I am puzzled about the memory in rippled process. The key point is when the treenodecache size returned from ‘get_counts’ get down from above 12000000 to below 2000000, and other params didn’t grow, but the memory didn’t get down at all(Always about 10G). So I suspect there is a memory leak in rippled.

The json returned by get_counts the first time:

{
   "id" : 1,
   "result" : {
      "AL_hit_rate" : 15.70247936248779,
      "HashRouterEntry" : 1479,
      "InboundLedger" : 99,
      "Ledger" : 109,
      "NodeObject" : 17812,
      "RCLCxPeerPos::Data" : 40,
      "SLE_hit_rate" : 0.3076923076923077,
      "STArray" : 128,
      "STLedgerEntry" : 29,
      "STObject" : 1332,
      "STTx" : 244,
      "STValidation" : 392,
      "Transaction" : 173,
      "dbKBLedger" : 4204,
      "dbKBTotal" : 9604,
      "dbKBTransaction" : 4204,
      "fullbelow_size" : 2559678,
      "historical_perminute" : 22,
      "ledger_hit_rate" : 11.01928329467773,
      "node_hit_rate" : 28.22913932800293,
      "node_read_bytes" : 4163320653,
      "node_reads_hit" : 14754404,
      "node_reads_total" : 15643782,
      "node_writes" : 741054,
      "node_written_bytes" : 289595474,
      "status" : "success",
      "treenode_cache_size" : 12238,
      "treenode_track_size" : 12009843,
      "uptime" : "5 minutes, 5 seconds",
      "write_load" : 0
   }
}

The second:

{
   "id" : 1,
   "result" : {
      "AL_hit_rate" : 30.69767570495605,
      "HashRouterEntry" : 1509,
      "Ledger" : 14,
      "NodeObject" : 8539,
      "RCLCxPeerPos::Data" : 40,
      "SLE_hit_rate" : 0.5398058252427185,
      "STArray" : 102,
      "STLedgerEntry" : 141,
      "STObject" : 1301,
      "STTx" : 297,
      "STValidation" : 584,
      "Transaction" : 274,
      "dbKBLedger" : 4204,
      "dbKBTotal" : 9604,
      "dbKBTransaction" : 4204,
      "fullbelow_size" : 1374097,
      "historical_perminute" : 0,
      "ledger_hit_rate" : 15.36214923858643,
      "node_hit_rate" : 28.27434730529785,
      "node_read_bytes" : 4203252193,
      "node_reads_hit" : 14893786,
      "node_reads_total" : 15783684,
      "node_writes" : 743631,
      "node_written_bytes" : 291259310,
      "status" : "success",
      "treenode_cache_size" : 163,
      "treenode_track_size" : 1625090,
      "uptime" : "7 minutes, 38 seconds",
      "write_load" : 0
   }
}

It could very well be that your node doesn’t manage to write its files fast enough and fills caches until it runs out of memory. NuDB caches much less (and also does not rewrite/compact data into different levels), so that’s one way you could try to find out what happens.

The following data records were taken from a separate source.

PR #461, opened 2024-01-15
tbv2: fix pointer codegen

### LINKED ISSUE #458: tbv2: pointer code generation is broken
Code generation for raw pointers/references is broken in TreeBuilder-v2. This was missed before because the chase pointer tests are all disabled for OIL, while only the tests that chase bad pointers need to be disabled.

Examples:

JakeHillion:
tbv2: fix pointer codegen

A previous change enabled running OIL tests with specific features enabled.
This highlighted that pointer code generation under TreeBuilder-v2 was very
broken. This change updates pointer code generation to work and enables the
skipped tests. All enabled tests need `expected_json_v2` added to them due to
formatting differences.

Reformatted and rewrote the basic type handler that handles primitives and
pointers. Removed the reliance on `features` to decide whether to generate for
TreeBuilder-v2 as the intermediate features have been removed. Pointers are
treated as containers with a capacity of 1 and a length of 0 if null/a cycle
and 1 if followed. This holds for void pointers where, although they aren't
followed, the length is still set.

There were a couple of other changes needed to enable these tests on TBv2 that
aren't worth their own issues and PRs, I sneaked them in here.

Extra changes:
- Added `Pointer` and `Reference` to TopoSorter so they generate
  `NameProvider` instances. It might be worth visiting the graph differently
  for `NameProvider` as it requires so many instances that others generators do
  not. Will consider that in the future.
- Follow typedefs when calculating exclusive size for a type.

Closes #458.

Test plan:
- CI
- Enabled previously disabled tests.

### DIFF
--- a/oi/CodeGen.cpp
+++ b/oi/CodeGen.cpp
@@ -195,7 +195,12 @@ void genDecls(const TypeGraph& typeGraph, std::string& code) {
 namespace {
 
 size_t calculateExclusiveSize(const Type& t) {
-  if (const auto* c = dynamic_cast<const Class*>(&t)) {
+  const Type* finalType = &t;
+  while (const auto* td = dynamic_cast<const Typedef*>(finalType)) {
+    finalType = &td->underlyingType();
+  }
+
+  if (const auto* c = dynamic_cast<const Class*>(finalType)) {
     return std::accumulate(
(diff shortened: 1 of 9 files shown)


ajor (approved):
Woohoo!

PR #464, opened 2024-01-19
tbv2: fix Thrift isset lookups with padding

JakeHillion:
tbv2: fix Thrift isset lookups with padding

Thrift isset was failing with a SEGV if the struct contained padding. This is
because we indexed the `isset_indexes` data structure using our field index
rather than the index of the field in Thrift. This then gave a rubbish index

Other cryptocurrency clients also have their issues (I ran into some parity based servers that are hilariously bad at dealing with RocksDB), many don’t have as much state or write/read load as XRPL so they can cache more or can take their time to do a compaction since the next block is still minutes away.

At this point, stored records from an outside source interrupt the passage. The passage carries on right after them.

PR #469, opened 2024-01-30
fix string type sso computation

qbojj:
## Summary
The sso flag in string types was calculated wrongly:
```
containter.data() >= &container && containter.data() < (&container + sizeof(container))
```
But because the `&container` is of type `std::basic_string<>*` the + already multiplies by sizeof.

## Note:
Some other types had similar problem, so I have changed them too.

### DIFF
--- a/oi/OITraceCode.cpp
+++ b/oi/OITraceCode.cpp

I’m not saying there isn’t an issue within rippled potentially, it’s just that a resource starved server (too little network IO, disk IO, CPU or RAM) tends to spiral out of control a bit in my experience. I had other issues with a spotty and slow internet connection, which lead to rippled constantly fully re-syncing which led to even more traffic. It might very well be the case that on your node it tries to write to the database but can’t because it is compacting or still slowly writing so it will cache and cache and cache…

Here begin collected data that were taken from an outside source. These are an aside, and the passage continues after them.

PR #480, opened 2024-02-07
ignore whole types in addition to members (fully qualified)

tyroguru:
## Summary
Our current mechanism for ignoring members is just that - members only. This change extends this allow stubbing of members by type. 

```
namespace X {
  struct Foo {
    int a, b, c;
  };

  struct Bar {
    int x, y, z;
  };

  struct FooBar {
    Foo f;
    Bar b;
  };
} // namespace X
```

With the above definition to stub out FooBar->Bar you could either stub by member:

```
[[codegen.ignore]]
type="X::Foo"
member = ["b"]
```

or you can stub by type:
```
[[codegen.ignore]]
type="X::Bar"
```

Note this changes the extant behaviour. Now types MUST be fully qualified for them to match. If they are not specified as fully qualified than stubbing won't work as expected and we'll attempt to capture that member/type
.
## Test plan
I've altered the `ignored` integration tests to modify the original test and add 2 more.


oi/type_graph/RemoveMembers.cpp
```diff
@@ -61,18 +61,19 @@ void RemoveMembers::visit(Class& c) {
...
+    if (ignoreMember(c.inputName(), member.name))
       return true;
     if (dynamic_cast<Incomplete*>(&member.type()))
       return true;
     return false;
   });
 }
 
-bool RemoveMembers::ignoreMember(const std::string& typeName,
+bool RemoveMembers::ignoreMember(const std::string_view& typeName,
```
JakeHillion, line 72:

Running rippled without a fast SSD is anyways a futile task if you want any kind of historic data. Why do you need exactly 2000 ledgers anyways? Maybe you can increase/decrease that number to see if it helps. Also you could start logging below the “warning” level and also monitoring the machine so you have a bit more insight into what’s happening.